Constructing Ni2P/CoP heterojunction with stable built-in electric field to boost overall water splitting at industrial current density

Abstract

Constructing a heterojunction with a robust built-in electric field (BIEF) for electrocatalytic water splitting remains a formidable challenge, resulting from component instability during the electrocatalysis process that prevents the interface electron from being continuously optimized. Herein, based on a ingenious design of the structure, the issues is dresses by fabricating a Ni₂P/CoP-NF heterojunction through a simple two-step process. As an oxygen evolution reaction (OER) electrocatalyst, it demonstrates low overpotentials of 238 mV, 278 mV, and 347 mV at 50, 100, and 500 mA·cm⁻², respectively, and also demonstrates excellent hydrogen evolution reaction (HER) performance in the same electolyte. DFT calculation and experimental results reveal that the BIEF in the Ni₂P/CoP-NF promotes Co-O transformation into active site CoOOH in OER, while Co(OH)₂, acting as the active site for HER, binds readily with H₂O for effective H* formation, enhancing overall water-splitting activity.
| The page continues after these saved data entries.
PR #309, opened 2017-11-16
Admin can see details when more than one user edits an account

CrystalPea:
Also refactor code testing this content into a separate test.

Trello ticket: https://trello.com/c/ULWlebbv/137-admin-can-see-details-when-more-than-one-user-edits-an-account

### DIFF
--- a/app/main/views/services.py
+++ b/app/main/views/services.py
@@ -217,7 +217,9 @@ def service_updates(service_id):
         all_update_events=all_update_events,
         latest_update_events=latest_update_events,
         oldest_update_events=oldest_update_events,
-        number_of_users_who_made_edits=len(frozenset(audit_event["user"] for audit_event in chain(
+        # below number of users who made edits might not be reliable if over 2 default length pages
+        # (100 edits per page at the time of writing) of unapproved edits per service were made
+        min_number_of_users_who_made_edits=len(frozenset(audit_event["user"] for audit_event in chain(
             latest_update_events,
             oldest_update_events,
         ))),
--- a/app/main/views/services.py
+++ b/app/main/views/services.py
@@ -183,7 +183,6 @@ def service_updates(service_id):
     #   case it is set to None
     # - latest_update_events[0] and oldest_update_events[-1] should contain the latest and oldest update events
     #   respectively
-
     extra_context = {}
     if latest_update_events:
         archived_service_response = data_api_client.get_archived_service(
@@ -218,7 +217,7 @@ def service_updates(service_id):
         all_update_events=all_update_events,
         latest_update_events=latest_update_events,
         oldest_update_events=oldest_update_events,
-        n_editing_users_min=len(frozenset(audit_event["user"] for audit_event in chain(
+        number_of_users_who_made_edits=len(frozenset(audit_event["user"] for audit_event in chain(
             latest_update_events,
             oldest_update_events,
         ))),
--- a/app/templates/compare_revisions.html
+++ b/app/templates/compare_revisions.html
@@ -63,27 +63,19 @@
     <div class="grid-row">
       <div class="column-two-thirds page-section">
         <p>
-          {% if all_update_events is none %}
-            Multiple
+          {% if latest_update_events %}
+            {% if number_of_users_who_made_edits > 1 %}
+              The last user to edit this page was
+            {% endif %}
+              {{ latest_update_events.0.user }}
+            {% if number_of_users_who_made_edits == 1 %}
+              made {{ (all_update_events or (oldest_update_events+latest_update_events))|length }}
+              {{ pluralize((all_update_events or (oldest_update_events+latest_update_events))|length, "edit", "edits") }}
+            {% endif %}
+              on {{ latest_update_events[0].createdAt|dateformat -}}
           {% else %}
             {{ all_update_events|length }}
-          {% endif %}
-          unapproved {{ pluralize((all_update_events or (oldest_update_events+latest_update_events))|length, "edit", "edits") }}
-          {%- if latest_update_events %}
-            {% if all_update_events is not none %}
-              by
-              {% if n_editing_users_min == 1 %}
-                {{ latest_update_events.0.user }}
-              {% else %}
-                {{ n_editing_users_min }} users
-              {% endif %}
-            {% endif %}
-            {% if latest_update_events[0].createdAt|dateformat == oldest_update_events[-1].createdAt|dateformat %}
-              on {{ latest_update_events[0].createdAt|dateformat }}
-            {%- else %}
-              between {{ oldest_update_events[-1].createdAt|dateformat }}
-              and {{ latest_update_events[0].createdAt|dateformat }}
-            {%- endif -%}
+            unapproved {{ pluralize((all_update_events or (oldest_update_events+latest_update_events))|length, "edit", "edits") -}}
           {%- endif -%}
           .
         </p>
--- a/app/templates/compare_revisions.html
+++ b/app/templates/compare_revisions.html
@@ -65,17 +65,24 @@
         <p>
           {% if latest_update_events %}
             {% if min_number_of_users_who_made_edits > 1 %}
-              More than one user has edited this service. The last user to edit this page was
+              More than one user has edited this service.
+              The last user to edit this service was {{ latest_update_events.0.user }}
+              on {{ latest_update_events[0].createdAt|dateformat -}}
             {% endif %}
-            {{ latest_update_events.0.user }}
-            {% if min_number_of_users_who_made_edits == 1 %}
+
+            {%- if min_number_of_users_who_made_edits == 1 -%}
+              {{ latest_update_events.0.user }}
               made {{ (all_update_events or (oldest_update_events+latest_update_events))|length }}
               {{ pluralize((all_update_events or (oldest_update_events+latest_update_events))|length, "edit", "edits") }}
-            {% endif %}
-            on {{ latest_update_events[0].createdAt|dateformat -}}
-          {% else %}
-            {{ all_update_events|length }}
-            unapproved {{ pluralize((all_update_events or (oldest_update_events+latest_update_events))|length, "edit", "edits") -}}
+              {% if latest_update_events[0].createdAt|dateformat == oldest_update_events[-1].createdAt|dateformat %}
+                on {{ latest_update_events[0].createdAt|dateformat -}}
+              {%- else %}
+                between {{ oldest_update_events[-1].createdAt|dateformat }}
+                and {{ latest_update_events[0].createdAt|dateformat }}
+              {%- endif -%}
+            {%- endif -%}
+          {%- else -%}
+            This service has no unapproved edits
           {%- endif -%}
           .
         </p>
--- a/app/templates/compare_revisions.html
+++ b/app/templates/compare_revisions.html
@@ -64,15 +64,15 @@
       <div class="column-two-thirds page-section">
         <p>
           {% if latest_update_events %}
-            {% if number_of_users_who_made_edits > 1 %}
-              The last user to edit this page was
+            {% if min_number_of_users_who_made_edits > 1 %}
+              More than one user has edited this service. The last user to edit this page was
             {% endif %}
-              {{ latest_update_events.0.user }}
-            {% if number_of_users_who_made_edits == 1 %}
+            {{ latest_update_events.0.user }}
+            {% if min_number_of_users_who_made_edits == 1 %}
               made {{ (all_update_events or (oldest_update_events+latest_update_events))|length }}
               {{ pluralize((all_update_events or (oldest_update_events+latest_update_events))|length, "edit", "edits") }}
             {% endif %}
-              on {{ latest_update_events[0].createdAt|dateformat -}}
+            on {{ latest_update_events[0].createdAt|dateformat -}}
           {% else %}
             {{ all_update_events|length }}
             unapproved {{ pluralize((all_update_events or (oldest_update_events+latest_update_events))|length, "edit", "edits") -}}
--- a/tests/app/main/views/test_services.py
+++ b/tests/app/main/views/test_services.py
@@ -1092,8 +1092,8 @@ class TestServiceUpdates(LoggedInApplicationTest):
         }[service_id]}
 
     @staticmethod
-    def _mock_get_archived_service_side_effect(OLD_VERSION_OF_SERVICE, archived_service_id):
-        return {"services": OLD_VERSION_OF_SERVICE[archived_service_id]}
+    def _mock_get_archived_service_side_effect(old_versions_of_services, archived_service_id):
+        return {"services": old_versions_of_services[archived_service_id]}
 
     @staticmethod
     def _mock_get_supplier_side_effect(supplier_id):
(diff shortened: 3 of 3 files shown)


app/main/views/services.py
```diff
@@ -199,7 +198,7 @@ def service_updates(service_id):
         all_update_events=all_update_events,
         latest_update_events=latest_update_events,
         oldest_update_events=oldest_update_events,
-        n_editing_users_min=len(frozenset(audit_event["user"] for audit_event in chain(
+        number_of_users_who_made_edits=len(frozenset(audit_event["user"] for audit_event in chain(
```
risicle: This isn't the number of editing users - this is the *minimum* possible number of editing users, as we're only looking at the first & last pages of edits, hence the original name.

app/templates/compare_revisions.html
```diff
@@ -63,27 +63,19 @@
     <div class="grid-row">
       <div class="column-two-thirds page-section">
         <p>
-          {% if all_update_events is none %}
-            Multiple
+          {% if latest_update_events %}
+            {% if number_of_users_who_made_edits > 1 %}
+              The last user to edit this page was
```
risicle: Not sure about the term "this page". Should try and keep it to the idea they're editing a *service* not just a "page".

constancecerf: Happy to change 'page' to 'service'.

app/templates/compare_revisions.html
```diff
@@ -63,27 +63,19 @@
...
+            {% endif %}
+              {{ latest_update_events.0.user }}
+            {% if number_of_users_who_made_edits == 1 %}
+              made {{ (all_update_events or (oldest_update_events+latest_update_events))|length }}
```
risicle: Again, in the case where this falls back to `oldest_update_events+latest_update_events`, this is a value that should be indicated that it's an *at least* value.

risicle: And also you can't use this value you've called `number_of_users_who_made_edits` as the actual number of users who made edits. You could have an "edit sandwich" and be missing the pages that have edits by a different user.

tests/app/main/views/test_services.py
```diff
@@ -888,274 +888,230 @@ def _mock_find_audit_events_side_effect(fae_response_src, implicit_page_len, **k
...
+        ((5, EXPECTED_LATEST_EDIT_INFO_4), (3, EXPECTED_LATEST_EDIT_INFO_4), (2, EXPECTED_LATEST_EDIT_INFO_4))
+    )
+
+    ENABLED_SERVICE_WITH_NO_EDITS = (
+        (),
+        {},
+        "enabled",
+        None,
+        ((5, "0 unapproved edits.",),)
+    )
```
risicle: If you really think this is a better and more maintainable way of declaring these then I don't know what to say. It might *look* clearer right now as it is now (I don't think so personally, I have to do a bunch of variable chasing to see what references what), but the first time someone comes along to modify/attempt to reuse any of these scenarios it will start to go down a dark path.

app/templates/compare_revisions.html
```diff
@@ -63,27 +63,19 @@
...
-                {{ n_editing_users_min }} users
-              {% endif %}
-            {% endif %}
-            {% if latest_update_events[0].createdAt|dateformat == oldest_update_events[-1].createdAt|dateformat %}
-              on {{ latest_update_events[0].createdAt|dateformat }}
-            {%- else %}
-              between {{ oldest_update_events[-1].createdAt|dateformat }}
-              and {{ latest_update_events[0].createdAt|dateformat }}
-            {%- endif -%}
+            unapproved {{ pluralize((all_update_events or (oldest_update_events+latest_update_events))|length, "edit", "edits") -}}
```
risicle: I don't know if I really see the point in this change. I _did actually_ think this all this wording out quite hard based on the information we are actually able to _reliably_ show people, and it was only a few months ago. Is this churn really necessary?

app/main/views/services.py
CrystalPea: Good call, I changed the name of this variable and added a comment. Still, as per the comment, there would need to be a whole lot of unapproved edits for this code to stop showing the definite total number of users who made unapproved edits.

app/templates/compare_revisions.html
CrystalPea: Cool, I've changed that now :).

app/templates/compare_revisions.html
CrystalPea: This change has been made following user research done with people using admin page. They wanted to see who made last edit if more than one person made an edit, to be able to contact that person.  Earlier this information was not shown. After the need / pain point was recognised, it was run by our team, including product manager and content designer, and this ticket is the result of this process.
If you would like to question it, I think the best person might be Tobi.

app/main/views/services.py
risicle: Could easily happen (who knows when someone will decide to change the default page length for calls like this), and when it does happen it will quite happily show a number that is orders of magnitude wrong.

Or very happily make it look like all edits were done by a single (possibly admin?) user when they weren't.

app/templates/compare_revisions.html
risicle: It would have been really easy to prepend the most recent editor's email to the sentence in the case when a user wasn't shown and make minimal changes. There are a million things that *really need doing* on this page and instead of building the road forward we're deciding to tear up the bit that I've just tarmac'ed.

package.json
```diff
@@ -5,7 +5,7 @@
   "private": true,
   "engine": "node >= 4.2",
   "dependencies": {
-    "bower": "1.7.1",
+    "bower": "1.8.0",
     "del": "1.1.1",
```
benvand: This change shouldn't be propagated to production. We upped this version to force the admin-fe to work on your local environment rather than for some need based on the repo as a whole.

tests/app/main/views/test_services.py
CrystalPea: I worked on this refactor with @katstevens and both of us think it is far more readable in the new version. It also made it much easier for us to split asserting the message about recent edits into a separate test.
I do not understand why would things go down the dark path if someone tried to modify or attempt to reuse any of these scenarios in current setup (it went quite well actually when we did it), but not before. Would you mind explaining?
And what is declarative notation?

app/templates/compare_revisions.html
TheDoubleK: I agree with Rob - it would really be a shame to lose the nuance and additional information here.  I know the ticket says to use a blanket "More than one user has edited this service.' but that will only work until the day comes when admin need more information.

The ticket is about showing who the last user to edit the service was.  Like Rob says, the easy win here is just to add "The last user to edit this service was X" to the existing information where necessary.

tests/app/main/views/test_services.py
katstevens: In general, the learning curve to parse all these nested tuples and figure out what we were actually meant to be testing in each case was very steep. The changes in this PR so far feel like a step in the right direction, without losing any subtleties in the combination of parameters.

Saying that, we could probably make our test data a bit less ALL CAPS now that we've clarified what the scenarios are. I'd be happy with (carefully named!) helper functions that set up the elements of these scenarios, that would hopefully be more reusable.

Re: scenario setups - if a more complex scenario meant this test is no longer fit for purpose, it feels like that test should be separate anyway. I was tempted to split out the empty case anyway as the assertions are very different, but thought that might be change too far for this story 😸 .

app/templates/compare_revisions.html
TheDoubleK: @CrystalPea - to follow up on your question - the current version of the page gives admin users the most complete and accurate summary of the changes that have been made to the service that we can, given the data available to the view.  It seems to me that admin users should be interested in a complete and accurate picture of what has gone on.

So I'd rather see only the addition of the extra info here (i.e. who made the latest change, as the headline of the ticket says), rather than losing this detail.

tests/app/main/views/test_services.py
risicle: So previously the declaration of the data structure had a form of *referential transparency*. The structure of the file was a fairly strict tree-like hierarchy and every pair of brackets defined a structure or generator completely contained within it. In comparison, variables-referencing-each-other-all-over-the-place is spaghetti, exposing all kinds of internal details that you don't necessarily need to expose. This makes it less clear what the intent of the definitions are (what the intended *output* of the little variable dance is supposed to be), which are *supposed* to be used in tests, etcetera...

Gone is the encapsulation and ability to double click on a bracket and have your editor highlight the whole relevant section of declaration and know there are *no* side effects.

app/templates/compare_revisions.html
CrystalPea: Ok we can talk about this tomorrow on standup with Tobi and Constance

TheDoubleK:
I've been thinking about this a bit...

The original ticket that we discussed in sprint planning and scored was a quick win one-pointer to add the email address of the most recent user to edit a service.

Additional changes got added to the ticket after the story was written and planned, which is why we are where we are now I think.

I think the user need that we are catering to with this page is something like "as a framework owner and administrator I need a clear view of changes happening on my framework, so that I can have the greatest possible confidence in monitoring and assuring those changes".

Adding the email address to the page helps us meet that need, and so is a thing we should do. The other changes to the summary - making it less precise - I think are a step backwards from meeting that need, so we shouldn't do it.

The supplier-editing-services feature has been live for about a month now, which is no time at all to get a feel fort the range and combinations of changes that might be made by suppliers.

We did a check-in with CCS about how it was going, which is where this additional email address requirement came from in the first place. I don't believe that an aside that "we don't really look at the numbers much" equates to a user need to not have that information presented to them. At best it is a user "want", which is not what we cater to. The underlying need - which is what we cater for - is to minimize the risk of bad things happening in the framework, and that is best served by the existing summary plus a sentence about who last edited it in the case of multiple users' edits, just as the ticket originally stated.

TheDoubleK:
In terms of the testing, of the two possible versions here I prefer the original, sorry. All the CONSTANTS that than somehow get pulled together for a test are really confusing I think.

So overall I'd propose rolling back the changes here, leave the summary on the page as it is, and add just the new email address bit where necessary, as per the original ticket. The test changes required would then be minimal, you might even be able to just write a new test for the email address part and leave existing tasty as-is.

I appreciate that that test takes a while to get your head round - originally I balked at it -  but the audit history setup is subtle and tricky to test the possible variations - however it's done I think it's going to require some considerable thought to figure out the expected result. The way the current test setup is done  might not be appropriate for all pages, but in this instance I think it's an elegant and comprehensive solution. As developers we should be able to use the tools available to us. If that means our colleagues learn something along the way then that's not a bad thing.

app/templates/compare_revisions.html
```diff
@@ -63,27 +63,19 @@
...
+          {% if latest_update_events %}
+            {% if min_number_of_users_who_made_edits > 1 %}
+              More than one user has edited this service. The last user to edit this page was
+            {% endif %}
+            {{ latest_update_events.0.user }}
+            {% if min_number_of_users_who_made_edits == 1 %}
+              made {{ (all_update_events or (oldest_update_events+latest_update_events))|length }}
+              {{ pluralize((all_update_events or (oldest_update_events+latest_update_events))|length, "edit", "edits") }}
+            {% endif %}
+            on {{ latest_update_events[0].createdAt|dateformat -}}
```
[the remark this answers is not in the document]
TheDoubleK: The alternative would be to always say "The service was last edited on..."

app/templates/compare_revisions.html
```diff
@@ -63,27 +63,19 @@
     <div class="grid-row">
       <div class="column-two-thirds page-section">
         <p>
-          {% if all_update_events is none %}
-            Multiple
+          {% if latest_update_events %}
+            {% if min_number_of_users_who_made_edits > 1 %}
+              More than one user has edited this service. The last user to edit this page was
```
TheDoubleK: Should be `The last user to edit this service` - not page.

app/templates/compare_revisions.html
```diff
@@ -63,27 +63,19 @@
...
-                {{ n_editing_users_min }} users
-              {% endif %}
-            {% endif %}
-            {% if latest_update_events[0].createdAt|dateformat == oldest_update_events[-1].createdAt|dateformat %}
-              on {{ latest_update_events[0].createdAt|dateformat }}
-            {%- else %}
-              between {{ oldest_update_events[-1].createdAt|dateformat }}
-              and {{ latest_update_events[0].createdAt|dateformat }}
-            {%- endif -%}
+            unapproved {{ pluralize((all_update_events or (oldest_update_events+latest_update_events))|length, "edit", "edits") -}}
```
TheDoubleK: The way this code is restructured now it looks like this "else" part can only ever be reached if there are no edits to the service, so it could just say `0 unapproved edits` here rather than `{{ all_update_events|length }} unapproved {{ pluralize((all_update_events or (oldest_update_events+latest_update_events))|length, "edit", "edits") -}}`

Could even be a nicer sentence like `This service has no unapproved edits` or something.

Or have I missed some case where we might have no `latest_update_events` but still some edits to report?

app/templates/compare_revisions.html
```diff
@@ -63,27 +63,19 @@
     <div class="grid-row">
       <div class="column-two-thirds page-section">
         <p>
-          {% if all_update_events is none %}
-            Multiple
+          {% if latest_update_events %}
+            {% if min_number_of_users_who_made_edits > 1 %}
+              More than one user has edited this service. The last user to edit this page was
+            {% endif %}
+            {{ latest_update_events.0.user }}
```
TheDoubleK: I find the interleaving of messages here (to avoid repetition of `{{ latest_update_events.0.user }}` in the template) quite difficult to follow.  I think something like this would make it easier to see what's going on with the different possible cases:
```
<p>
  {% if latest_update_events %}

    {% if min_number_of_users_who_made_edits > 1 %}
      More than one user has edited this service.
      The last user to edit this service was {{ latest_update_events.0.user }}
      on {{ latest_update_events[0].createdAt|dateformat }}
    {%- endif -%}

    {% if min_number_of_users_who_made_edits == 1 %}
      {{ latest_update_events.0.user }} made {{ (all_update_events or (oldest_update_events+latest_update_events))|length }}
      {{ pluralize((all_update_events or (oldest_update_events+latest_update_events))|length, "edit", "edits") }}
      {% if latest_update_events[0].createdAt|dateformat == oldest_update_events[-1].createdAt|dateformat %}
        on {{ latest_update_events[0].createdAt|dateformat }}
      {%- else %}
        between {{ oldest_update_events[-1].createdAt|dateformat }}
        and {{ latest_update_events[0].createdAt|dateformat }}
      {%- endif -%}
    {%- endif -%}

  {% else %}
    0 unapproved edits
  {%- endif -%}
  .
</p>
```

app/templates/compare_revisions.html
CrystalPea: Absolutely, changing this now

app/templates/compare_revisions.html
CrystalPea: This looks very sensible :)

app/templates/compare_revisions.html
CrystalPea: Good point, I don't see how we could have no latest_update_edits but have some other ones.

tests/app/main/views/test_services.py
```diff
@@ -888,274 +888,247 @@ def _mock_find_audit_events_side_effect(fae_response_src, implicit_page_len, **k
...
+
     @pytest.mark.parametrize(
-        "fae_response_src,avail_arch_svcs,svc_status,exp_oldver_ctxt_text,fae_page_len,exp_summ_text",
+        "find_audit_events_api_response,old_versions_of_services,service_status,"
+        "expected_oldest_edit_info,find_audit_events_page_length",
         chain.from_iterable(
             (
-                (fae_r_s, avail_a_s, svc_s, exp_ov_c_t, fae_p_l, exp_s_t,)
+                (fae_r_s, avail_a_s, svc_s, exp_ov_c_t, fae_p_l,)
```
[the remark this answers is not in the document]
CrystalPea: Good point 👍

The Ni₂P structure remains stable in the whole electrocatalysis process, acting solely as an electron pump to continuously optimize the electronic configuration of CoOOH and Co(OH)₂ at the interface, allowing Ni₂P/CoP-NF to achieve durable, high bifunctional activity, maintaining stability for 300 h at 500 mA cm⁻². This work offers an effective approach to addressing the challenge of continuous interface electron optimization impeded by the structural instability of heterojunction components for efficient, stable water-splitting at industrialcurrent density.